From d008ba3c23d88cf88b8693c5d2eb4e8a508b5c5e Mon Sep 17 00:00:00 2001
From: Konstantin Nazarov <mail@knazarov.com>
Date: Sun, 24 Sep 2023 21:46:14 +0100
Subject: [PATCH] Publish a post about the vm data segment

---
 .../note.md                                   | 64 +++++++++++++++++++
 1 file changed, 64 insertions(+)
 create mode 100644 content/posts/vm_progress_update_data_segment_and_constants/note.md

diff --git a/content/posts/vm_progress_update_data_segment_and_constants/note.md b/content/posts/vm_progress_update_data_segment_and_constants/note.md
new file mode 100644
index 0000000..36b3cb1
--- /dev/null
+++ b/content/posts/vm_progress_update_data_segment_and_constants/note.md
@@ -0,0 +1,64 @@
+X-Date: 2023-09-24T21:50:00Z
+X-Note-Id: 3a07c153-0d26-402e-b0b4-626dfdcf38fc
+Subject: VM progress update: data segment and constants
+X-Slug: vm_progress_update_data_segment_and_constants
+
+Today I'd like to introduce another addition to the [virtual machine](https://git.sr.ht/~knazarov/lisp.experimental)

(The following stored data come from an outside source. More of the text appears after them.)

PR #289, opened 2021-02-27
Feature/android resources crash old devices

vimanyu:
Fixes an issue on old Android devices (< Android 6.0) where we observed apps crashing on startup. This was happening because the various gradle "_resources" (app_resources, google_api_resources, database_resources etc) sub-projects' output dex files were being cached under the same file name in the C++ layer. 
This was causing a race condition amongst the threads handling each resources and the stack traces were inconsistent between runs. 
Separating each resource project's output into a non-conflicting file name fixes the problem.

### DIFF
--- a/admob/CMakeLists.txt
+++ b/admob/CMakeLists.txt
@@ -28,9 +28,9 @@ set(common_SRCS
 
 # Define the resource build needed for Android
 firebase_cpp_gradle(":admob:admob_resources:generateDexJarRelease"
-    "${CMAKE_CURRENT_LIST_DIR}/admob_resources/build/dexed.jar")
+    "${CMAKE_CURRENT_LIST_DIR}/admob_resources/build/admob_resourcs_lib.jar")
 binary_to_array("admob_resources"
-    "${CMAKE_CURRENT_LIST_DIR}/admob_resources/build/dexed.jar"
+    "${CMAKE_CURRENT_LIST_DIR}/admob_resources/build/admob_resources_lib.jar"
     "firebase_admob"
     "${FIREBASE_GEN_FILE_DIR}/admob")
 
--- a/admob/CMakeLists.txt
+++ b/admob/CMakeLists.txt
@@ -28,7 +28,7 @@ set(common_SRCS
 
 # Define the resource build needed for Android
 firebase_cpp_gradle(":admob:admob_resources:generateDexJarRelease"
-    "${CMAKE_CURRENT_LIST_DIR}/admob_resources/build/admob_resourcs_lib.jar")
+    "${CMAKE_CURRENT_LIST_DIR}/admob_resources/build/admob_resources_lib.jar")
 binary_to_array("admob_resources"
     "${CMAKE_CURRENT_LIST_DIR}/admob_resources/build/admob_resources_lib.jar"
     "firebase_admob"
--- a/android_build_files/extract_and_dex.gradle
+++ b/android_build_files/extract_and_dex.gradle
@@ -43,7 +43,7 @@ def defineExtractionTasks(String resourceName, String buildType) {
       include "classes.jar"
     }
 
-    String dexedJar = "$buildDir/dexed.jar"
+    String dexedJar = "$buildDir/${resourceName}_lib.jar"
     String outPro = "$buildDir/${resourceName}.pro"
     Task dexJar = tasks.create(
         name: "generateDexJar$buildType",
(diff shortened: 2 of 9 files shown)


cynthiajoan (commented):
Are these all the cmakelist files that we need to change? How about the rest productions like remote config?

vimanyu:
Good point. Remote config and other products do not suffer from this directly because they do not have a separate "_resources" sub project building anything. I think Remote Config was broken because app/auth was broken.

cynthiajoan (approved):

DellaBitta (dismissed):

admob/CMakeLists.txt
```diff
@@ -28,9 +28,9 @@ set(common_SRCS
 
 # Define the resource build needed for Android
 firebase_cpp_gradle(":admob:admob_resources:generateDexJarRelease"
-    "${CMAKE_CURRENT_LIST_DIR}/admob_resources/build/dexed.jar")
+    "${CMAKE_CURRENT_LIST_DIR}/admob_resources/build/admob_resources_lib.jar")
```
jonsimantov, line 31: I will say, I still think this is a bit dangerous - it requires that every CMake file included in the project specify a different basename, which could cause an issue later on.

WDYT about modifying cmake/binary_to_array.cmake to use the specified namespace as a prefix for the filename, just in case?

+I'm working on: the data segment.
+
+Let's first take a look at why this is necessary. Here's a piece of assembly code that multiplies 2 by 2:
+
+```
+; Load value '2' into register r0
+li r0, 2
+; Multiply register r0 by 2 and
+; put result back to r0
+mul r0, r0, 2
+ret
+```
+
+There instruction here that allows to load a constant into a register is `li` which stands for "load immediate".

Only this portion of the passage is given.